(Collected data)

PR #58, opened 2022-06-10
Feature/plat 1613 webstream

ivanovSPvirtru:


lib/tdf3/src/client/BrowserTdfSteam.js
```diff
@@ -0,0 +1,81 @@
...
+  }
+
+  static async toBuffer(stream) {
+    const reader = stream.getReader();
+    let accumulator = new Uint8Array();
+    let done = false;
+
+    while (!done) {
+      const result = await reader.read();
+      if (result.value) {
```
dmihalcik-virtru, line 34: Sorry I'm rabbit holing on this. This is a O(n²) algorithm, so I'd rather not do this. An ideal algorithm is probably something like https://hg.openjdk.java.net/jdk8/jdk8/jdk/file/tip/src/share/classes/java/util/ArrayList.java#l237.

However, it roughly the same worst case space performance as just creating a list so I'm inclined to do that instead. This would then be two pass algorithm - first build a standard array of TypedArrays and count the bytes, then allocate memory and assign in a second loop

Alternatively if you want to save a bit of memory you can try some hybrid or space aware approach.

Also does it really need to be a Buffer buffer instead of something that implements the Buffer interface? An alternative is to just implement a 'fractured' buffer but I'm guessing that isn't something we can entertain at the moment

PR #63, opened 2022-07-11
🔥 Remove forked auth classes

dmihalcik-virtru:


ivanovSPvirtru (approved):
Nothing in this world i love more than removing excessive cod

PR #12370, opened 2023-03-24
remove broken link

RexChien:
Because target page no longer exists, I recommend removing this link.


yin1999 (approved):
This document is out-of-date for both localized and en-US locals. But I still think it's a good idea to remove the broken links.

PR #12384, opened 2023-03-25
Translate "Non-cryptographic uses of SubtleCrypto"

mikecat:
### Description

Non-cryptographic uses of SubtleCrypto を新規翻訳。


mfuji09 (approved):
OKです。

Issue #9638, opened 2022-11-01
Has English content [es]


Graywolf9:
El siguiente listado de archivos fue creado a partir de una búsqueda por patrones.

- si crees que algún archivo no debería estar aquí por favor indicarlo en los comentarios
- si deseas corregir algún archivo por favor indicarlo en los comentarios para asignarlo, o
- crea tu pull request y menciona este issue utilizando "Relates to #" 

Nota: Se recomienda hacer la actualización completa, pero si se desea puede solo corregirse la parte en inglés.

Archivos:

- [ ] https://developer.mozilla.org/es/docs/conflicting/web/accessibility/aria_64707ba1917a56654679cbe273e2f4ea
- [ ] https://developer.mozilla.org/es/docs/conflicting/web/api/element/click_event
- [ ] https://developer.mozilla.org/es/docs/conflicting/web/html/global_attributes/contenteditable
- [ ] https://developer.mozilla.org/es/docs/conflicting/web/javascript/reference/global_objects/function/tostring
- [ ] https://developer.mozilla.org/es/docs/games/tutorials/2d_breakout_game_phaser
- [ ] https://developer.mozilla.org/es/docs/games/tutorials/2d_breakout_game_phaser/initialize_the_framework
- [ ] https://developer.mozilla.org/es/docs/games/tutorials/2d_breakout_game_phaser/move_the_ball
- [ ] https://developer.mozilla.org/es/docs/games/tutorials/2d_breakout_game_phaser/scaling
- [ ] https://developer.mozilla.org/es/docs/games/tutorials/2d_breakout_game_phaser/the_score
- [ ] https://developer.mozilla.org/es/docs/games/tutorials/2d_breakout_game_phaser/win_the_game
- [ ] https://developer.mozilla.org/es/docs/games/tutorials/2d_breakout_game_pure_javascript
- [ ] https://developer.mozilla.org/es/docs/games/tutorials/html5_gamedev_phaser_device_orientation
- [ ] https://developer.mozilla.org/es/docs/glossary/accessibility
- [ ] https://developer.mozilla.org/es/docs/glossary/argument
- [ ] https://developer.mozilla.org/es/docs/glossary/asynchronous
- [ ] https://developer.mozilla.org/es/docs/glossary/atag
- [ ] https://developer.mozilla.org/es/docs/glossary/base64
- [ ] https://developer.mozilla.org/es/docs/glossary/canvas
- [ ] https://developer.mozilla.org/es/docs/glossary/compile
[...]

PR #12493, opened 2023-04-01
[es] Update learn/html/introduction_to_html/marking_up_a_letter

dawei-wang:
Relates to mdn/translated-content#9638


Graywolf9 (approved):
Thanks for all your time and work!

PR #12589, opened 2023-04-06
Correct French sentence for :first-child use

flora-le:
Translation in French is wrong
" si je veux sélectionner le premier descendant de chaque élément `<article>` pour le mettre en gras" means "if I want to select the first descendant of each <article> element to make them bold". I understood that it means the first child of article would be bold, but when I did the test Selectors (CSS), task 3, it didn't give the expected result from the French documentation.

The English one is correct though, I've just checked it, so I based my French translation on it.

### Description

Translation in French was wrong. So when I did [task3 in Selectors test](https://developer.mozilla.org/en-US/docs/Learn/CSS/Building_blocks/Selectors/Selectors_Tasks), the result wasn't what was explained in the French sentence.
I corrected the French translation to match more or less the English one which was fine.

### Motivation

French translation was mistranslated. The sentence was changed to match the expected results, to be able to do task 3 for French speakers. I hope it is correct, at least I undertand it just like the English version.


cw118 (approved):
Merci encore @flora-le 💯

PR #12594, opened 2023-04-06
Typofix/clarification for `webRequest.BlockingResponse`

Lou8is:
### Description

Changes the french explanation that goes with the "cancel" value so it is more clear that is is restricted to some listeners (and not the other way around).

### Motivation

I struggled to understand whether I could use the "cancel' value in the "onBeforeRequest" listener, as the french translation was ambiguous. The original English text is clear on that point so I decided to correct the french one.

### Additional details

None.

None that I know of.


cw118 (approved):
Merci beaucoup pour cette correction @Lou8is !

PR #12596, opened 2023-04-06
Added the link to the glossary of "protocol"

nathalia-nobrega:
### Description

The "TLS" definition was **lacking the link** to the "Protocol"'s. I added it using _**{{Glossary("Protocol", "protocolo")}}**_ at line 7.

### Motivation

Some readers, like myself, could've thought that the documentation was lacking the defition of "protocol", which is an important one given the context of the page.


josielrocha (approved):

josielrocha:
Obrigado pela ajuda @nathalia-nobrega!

What is required: Now copy each line of the entries that mentions "josielrocha".

Solution to the problem:
josielrocha (approved):
josielrocha:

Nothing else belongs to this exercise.